Его взволновало упоминание Викентия о покойной супруге. О нет! Она бы не обрадовалась. Охоту радоваться он отбил у Лины еще. в первые годы жизни, он ее замучил своими капризами, иезуитскими требованиями повышенного внимания к своей особе, он свел ее в могилу прежде времени. Правда, он любил свою жену и не изменял ей и часто стыдился своих истерик; он надеялся оправдаться перед ней будущей славой, которую она разделит с ним. Лина умерла, а слава обманула. Ему нет оправдания — и это бы еще полбеды. Беда в том, что никто и не ждет от него оправдания. Его оправдания, обещания и слезливые посулы никому на свете больше не интересны и не нужны. И Викеше в том числе. Художник, злясь, не мог простить жене, что она оставила его доживать свои дни беспризорным горемыкой.
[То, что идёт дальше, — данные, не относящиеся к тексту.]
PR #269, opened 2020-06-21
Header Encryption

### LINKED ISSUE #198: Header Format

### LINKED ISSUE #257: It is recommended to add key option for supernode
Add a key option for the supernode, use the same cipher suite as the edge for authentication, and encrypt the virtual MAC address, virtual IP, and community name to avoid clear text display. Also added a key option for supernode authentication on the edge.

Logan007:
This pull request adds optional Header Encryption support to supernode and edges. It is enabled at the edges just by using the newly added `-H` command line option.

As the community name serves as key, there is no need for an additional key parameter.

The supernode can handle encrypted communities only if these are predetermined in a file that lists the allowed communities, see `-l <path>` parameter of supernode. This is because the fully encrypted packet header does not contain a hint of any kind to identify the correct key/community, so the supernode needs a limited set of communities to test for.

But the communities listed for the supernode do not have to be encypted, they could remain unencrypted. The decision for or against header encryption is a per-community decision, there are no mixed communities. So, all edges in this community have to be started with  `-H` or without it.

The supernode determines if a community is encrypted or not by evaluating the packets. If the first packet of some community is encrypted, it locks the community's state to encrypted and will accept and send out packets with encrypted headers only (as for this community). So, if a community was marked as encrypted, the supernode needs to be restarted to reset this setting.

The supernode can handle encrypted and unencrypted communities in parallel.

Also note, that re-use of community names for header encrypted communities once used for unencrypted communities is not recommended. Furthermore, if an edge was mistakenly started without the use of `-H` for intended header encryption, the community name (=key) spilled with some packets to the public. In this case, the choice of a new community name is recommended.

Fixes #198. 
Fixes #257.


lucaderi:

Он надеялся, что когда-нибудь, хотя бы в ярком сновидении, ему удастся увидеть ее и объясниться с ней подробно.

На Киру он обратил внимание, как только она появилась в зале. Высокая, статная девушка не рыскала по стенам беглым взглядом, как многие, а спокойно уселась на стул, закинула ногу на ногу, склонила голову и точно задремала с открытыми глазами. Так, не меняя позы, она пробыла долго. Кременцов подошел и стал рядом. Ему нужна была какая-то встряска, чтобы избавиться от переполнявшего его уныния. Он первый заговорил с незнакомкой, что было против его правил и привычек.

— Вам нравится?

— Что? — девушка подняла на него встревоженный взгляд. Она увидела перед собой пожилого грузного мужчину с густой, живописно растрепанной копной волос. Кременцов тут же оглядел себя ее юными очами — и занервничал.

— Эта картина, которую вы разглядываете, вам нравится? Она вам по душе?
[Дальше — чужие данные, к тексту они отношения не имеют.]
Issue #82, opened 2019-03-22
Message Authentication for Whole Packet


Logan007:
As stated in various other posts, message authentication is a feature well worth to consider.  Instead of leaving that to the respective transform-implementations, a whole-packet apporach should be considered taking also the unencrypted MACs into account.

That would require to hash the whole packet and sign the hash or  just encrypt that hash using secret pre-shared key derivate, e.g. the second half of the SHA512ed input key. This feature also requires to agree on one encryption method for signing/authenticating (TF, AES, somethin else...).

— Извините, я не понимаю... — Она вежливо встала, чтобы ему не надо было нагибаться.

— Странно. Чего вы, собственно, не понимаете? Вы разглядываете картину, а я спрашиваю, нравится ли она вам. Что тут непонятного?!

Кременцов уже жалел, что подошел и заговорил и теперь вынужден словно оправдываться неизвестно за что, так обычно и бывает, если лезешь непрошеный.
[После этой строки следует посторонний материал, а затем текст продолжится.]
PR #282, opened 2020-06-30
Add the callbacks API

emanuele-f:
Callbacks allow n2n API users to extend n2n without modifying the upstream code. This also allows us to move the hin2n code, which is specific of android, out of the n2n repository.


lucaderi:
The idea is good but I am wondering if moving to C++ can be a better solution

— Да, действительно... Но вы знаете, я ведь плохо разбираюсь... во всем этом.

— В искусстве, вы хотите сказать?

— Наверное.

— Зачем же вы тогда сюда явились, позвольте спросить?! — Он не сдержал раздражения, оно прорвалось и в совершенно неуместном выхлесте голоса, и в резком взмахе руки. Тут девушка словно очнулась. Ее серые круглые глаза вспыхнули ответным возмущением.

— А почему вы меня допрашиваете? Это что — ваша частная лавочка?

— Моя! — сказал Кременцов.

Они стояли друг перед другом оба неприятно возбужденные, будто судьба неожиданно свела их, доселе незнакомых, на узенькой дорожке. Тимофей Олегович от злости запыхтел, Кира нервно теребила сумочку. Она первая осознала комизм ситуации. В разгневанном, с растрепанной, седоватой шевелюрой человеке она разглядела что-то домашнее, уютное. Она улыбнулась ослепительно, уверенная в силе своей улыбки.

— Так вы художник? Это ваши картины?

— С вашего позволения.

— Ой, извините. А я-то подумала...

— Что же вы подумали? Что я здешний сторож? Что́ именно вы подумали?! — Он не умел переходить из одного состояния в другое так быстро, как Кира, да и досада накапливалась в нем много дней. Так было желанно выплеснуть накопившиеся ядовитые газы, неважно на кого.

— Неужели все художники такие сердитые? Вот новость. Я никогда не разговаривала с живым художником.